Using telco_churn database, model total charges as a linear function of tenure

*Your excel workbook will be submitted via google classroom. Answers to specific questions will be submitted through a form posted with the assignment*

1. Acquire your data using SQL from the telco_churn database   

    - Extract a table where each observation(row) is a customer *with a month-to-month contract* and your columns are customer id, tenure, and total charges.  
    - Export the table to a csv  
    - Import the csv into a new excel workbook regression_exercises.xlsx


2. Perform a univariate regression analysis. The answers to the following questions will be submitted via the google form posted in the classroom. 

    - How well does your model fit the data?
    - Translate the resulting R^2 value in a sentence that relates to your specific analysis/data.
    - Translate the intercept coefficient into a sentence that explains how it relates to your analysis/data.
    - Is your independent variable important in predicting the customer's total charges?
    - Translate the second coefficient into a sentence that explains how it relates to your analysis/data.      
    - Translate the confidence interval into a meaningful statement about the 2nd coefficient that a non-statistically informed employee would understand. 
    - Write the linear function in the form of $y = mx + b$ using the parameters that were computed from the regression analysis. 
    - What is set of charges that lie above the 90th percentile? (write in interval notation)

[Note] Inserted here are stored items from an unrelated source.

Issue #903, opened 2022-04-19
Highlighted links


robbieatacato:
Solve: https://www.figma.com/file/JpoY3waVoQGlLQzQXTL9nn/Design-System---Gemeente-Den-Haag?node-id=0%3A1

PR #906, opened 2022-04-20
feat(highlighted-links): add bem, css, tokens

robbieatacato:
Solve: https://github.com/nl-design-system/denhaag/issues/903

Purpose:
- Highlighted links are important links at the top of your page.
- add bem, css, tokens for highlighted links

closes #906

### DIFF
--- a/components/HighlightedLinks/src/index.scss
+++ b/components/HighlightedLinks/src/index.scss
@@ -1,0 +1,41 @@
+.denhaag-highlighted-links {
+  background-color: var(--denhaag-highlighted-links-background-color);
+  padding-block-start: var(--denhaag-highlighted-links-padding-block-start);
+  padding-block-end: var(--denhaag-highlighted-links-padding-block-end);
+  width: var(--denhaag-highlighted-links-width);
+}
+
+.denhaag-highlighted-links__container {
+  --denhaag-highlighted-links-width: var(--denhaag-highlighted-links-container-width);
+
+  margin-inline-start: var(--denhaag-highlighted-links-container-margin-inline-start);
+  margin-inline-end: var(--denhaag-highlighted-links-container-margin-inline-end);
+  max-width: var(--denhaag-highlighted-links-container-max-width);
+}
+
+.denhaag-hero--theme-page + .denhaag-highlighted-links {
+  --denhaag-highlighted-links-padding-block-start: var(
+    --denhaag-highlighted-links-hero-theme-page-highlighted-links-padding-block-start
+  );
+}
+
+.denhaag-highlighted-links__navigation-list {
+  display: var(--denhaag-highlighted-links-navigation-list-display);
+  gap: var(--denhaag-highlighted-links-navigation-list-gap);
+
+  @media (min-width: 48rem) {
+    grid-template-columns: var(--denhaag-highlighted-links-navigation-list-grid-template-columns);
+  }
+
+  @media (min-width: 68.875rem) {
+    --denhaag-highlighted-links-navigation-list-grid-template-columns: var(
+      --denhaag-highlighted-links-navigation-list-grid-template-columns-2
+    );
+  }
+
+  @media (min-width: 80rem) {
+    --denhaag-highlighted-links-navigation-list-grid-template-columns: var(
+      --denhaag-highlighted-links-navigation-list-grid-template-columns-3
+    );
+  }
+}
--- a/components/HighlightedLinks/src/index.scss
+++ b/components/HighlightedLinks/src/index.scss
@@ -8,18 +8,24 @@
 .denhaag-highlighted-links__navigation-list {
   display: var(--denhaag-highlighted-links-navigation-list-display);
   gap: var(--denhaag-highlighted-links-navigation-list-gap);
+}
 
-  @media (min-width: 48rem) {
+@media (min-width: 48rem) {
+  .denhaag-highlighted-links__navigation-list {
     grid-template-columns: var(--denhaag-highlighted-links-navigation-list-grid-template-columns);
   }
+}
 
-  @media (min-width: 68.875rem) {
+@media (min-width: 68.875rem) {
+  .denhaag-highlighted-links__navigation-list {
     --denhaag-highlighted-links-navigation-list-grid-template-columns: var(
       --denhaag-highlighted-links-navigation-list-grid-template-columns-2
     );
   }
+}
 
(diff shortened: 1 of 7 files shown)


proprietary/Components/src/denhaag/highlighted-links.tokens.json
```diff
@@ -0,0 +1,26 @@
...
+    "highlighted-links": {
+      "background-color": { "value": "{denhaag.color.warmgrey.1}" },
+      "padding-block-start": { "value": "{denhaag.space.block.3xl}" },
+      "padding-block-end": { "value": "{denhaag.space.block.3xl}" },
+      "width": { "value": "100%" },
+      "container": {
+        "margin-inline-start": { "value": "auto" },
+        "margin-inline-end": { "value": "auto" },
+        "width": { "value": "100%" },
+        "max-width": { "value": "98rem" }
```
paulAcato, line 12: If this component is within a parent component like the page-container, this property redundant. Will this component used outside or inside a parent component? Otherwise there will be 2 containers colliding.

components/HighlightedLinks/src/index.scss
```diff
@@ -0,0 +1,41 @@
...
+
+.denhaag-highlighted-links__navigation-list {
+  display: var(--denhaag-highlighted-links-navigation-list-display);
+  gap: var(--denhaag-highlighted-links-navigation-list-gap);
+
+  @media (min-width: 48rem) {
+    grid-template-columns: var(--denhaag-highlighted-links-navigation-list-grid-template-columns);
+  }
+
+  @media (min-width: 68.875rem) {
```
paulAcato, line 30: Overwrites of a CSS var u want to do on the top level of the element, that way the CSS output is reduced and other developers can overwrite these values more easily. #truepowerofcssvariables.

proprietary/Components/src/denhaag/highlighted-links.tokens.json
```diff
@@ -0,0 +1,26 @@
...
+      },
+      "hero-theme-page-highlighted-links": {
+        "padding-block-start": { "value": "4.375rem" }
+      },
+      "navigation-list": {
+        "display": { "value": "grid" },
+        "gap": { "value": "0 {denhaag.space.block.3xl}" },
+        "grid-template-columns": { "value": "repeat(auto-fill, minmax(22.75rem, 1fr))" },
```
paulAcato, line 20: Correct me if i'm wrong. But if i check the design it's always 1, 2 or 3 columns. if thats the case, it's unnecessary to use a minmax()

components/HighlightedLinks/src/index.scss
```diff
@@ -0,0 +1,41 @@
+.denhaag-highlighted-links {
+  background-color: var(--denhaag-highlighted-links-background-color);
+  padding-block-start: var(--denhaag-highlighted-links-padding-block-start);
+  padding-block-end: var(--denhaag-highlighted-links-padding-block-end);
+  width: var(--denhaag-highlighted-links-width);
+}
+
+.denhaag-highlighted-links__container {
```
paulAcato, line 8: This block will be edited from the editor, therefor it's already within a container. I believe this container is redundant. Please check with design.

paulAcato (changes requested):
Please check with design and where we're using this block.

components/HighlightedLinks/src/index.scss
```diff
@@ -0,0 +1,41 @@
+.denhaag-highlighted-links {
```
paulAcato, line 1: This component must be edited from wordpress content editor. Therefor it's already within a container and must breakout of the page container, due the background is fullwidth.

My suggestion would be to make this element position:relative, and set the background-color on the after u make 100vw. 

This way the container is always the same width as the parent-container.

paulAcato (changes requested):

proprietary/Components/src/denhaag/highlighted-links.tokens.json
robbieatacato: @paulAcato UX had specific column amount in mind per breakpoint.
There for scaling of column minimum widths is necessary, otherwise it won't behave with the specific amount of columns per breakpoint.

paulAcato: `grid-template-columns: repeat(3, 1fr);` no minmax required for this ;-)

robbieatacato: I tested it, does'nt work without it.

robbieatacato: I tested it without the minmax, does not work with specific breakpoints.

components/HighlightedLinks/src/index.scss
robbieatacato: @paulAcato This does not work in storybook:
```
  @media (min-width: var(--denhaag-highlighted-links-navigation-list-min-width)) {
    grid-template-columns: var(--denhaag-highlighted-links-navigation-list-grid-template-columns);
  }

  @media (--denhaag-highlighted-links-navigation-list-min-width: --denhaag-highlighted-links-navigation-list-min-width-2) {
    --denhaag-highlighted-links-navigation-list-grid-template-columns: var(
      --denhaag-highlighted-links-navigation-list-grid-template-columns-2
    );
  }
```

components/HighlightedLinks/src/index.scss
robbieatacato: I removed the container, the tokens and the css related to it.

components/HighlightedLinks/src/index.scss
paulAcato: This isn't supported on the web. Also thats not what i ment with my comment above.

What you want is the media-queries on the top level of the element ( `.denhaag-highlighted-links` ) instead of `.denhaag-highlighted-links__navigation-list`. The reason why is because if another develop want to use this component they need to overwrite it with `.denhaag-highlighted-links .denhaag-highlighted-links__navigation-list` before the css variable will react.

proprietary/Components/src/denhaag/highlighted-links.tokens.json
paulAcato: Check how i did it within the theme ;)

paulAcato (changes requested):

bddjong (approved):

PR #907, opened 2022-04-21
build: generate `dist/index.css` for components

Robbert:
In addition to the CSS that is bundled with the React component and automatically injected in the page, we can provide the CSS files for projects that don't use the React framework. This draft PR contains a proposal for how to add `dist/index.css` to the npm package. When we agree on an approach, I can update the PR to update the build script for all components.

### DIFF
--- a/components/ProcessSteps/package.json
+++ b/components/ProcessSteps/package.json
@@ -18,7 +18,9 @@
     "dist"
   ],
   "scripts": {
-    "build": "rollup -c ../../rollup.config.js",
+    "build": "npm-run-all build:**",
+    "build:css": "sass --no-source-map src/index.scss:dist/index.css",
+    "build:js": "rollup -c ../../rollup.config.js",
     "clean": "yarn rimraf dist tsconfig.tsbuildinfo"
   },
   "dependencies": {


Robbert:
I should add that the alternative approach I tried was to add `extract: true` to the `postcss()` config in `rollup.config.js`. This also works to expose `dist/index.css`, but then the React component would no longer include the automatically injected CSS: that would be a significant and breaking change.

React injecting inline CSS might cause issues when you do not allow `style-src: 'unsafe-inline'`, for example when working with DigiD security requirements. I'm not entirely sure about this. But it could be that in the future there is a special use case for React components without bundled CSS, and that we either switch to that or provide an additional build output that has `extract: true`.

mjcarsjens:
@Robbert the issue of inline styles and CSP headers is indeed something that is still on our radar, we should spend some time on investigating this further. I looked into the `extra: true` option for `postcss` in the `rollup.config.js` too a while ago but I didn't have a lot of time for this so when it wasn't working we postponed this for a bit.

For now at least providing the built CSS file in our packages seems like a nice addition to the library, but again, not a reason for us to not look into the inline-styles issue with react.

mjcarsjens (approved):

3. Manually compute the following evaluation metrics:

    - SSE, sum of squared error, of the residuals using only the definition of SSE and the basic operations that make up the SSE definition.  Then write a function to validate your manually computed SSE by comparing it with the regression output SSE.  
    - MSE, mean squared error, of the residuals using only the definition of MSE and the basic operations that make up the MSE definition. Then write a function to validate your manually computed MSE by comparing it with the regression output MSE. 


4. Plot the residuals
    - Analyze the residual plot and answser the following question in the google form posted with this assignment in the google classroom: Is there more work to do to capture more information related to the variance?  Why or why not? If so, what feature would you add next?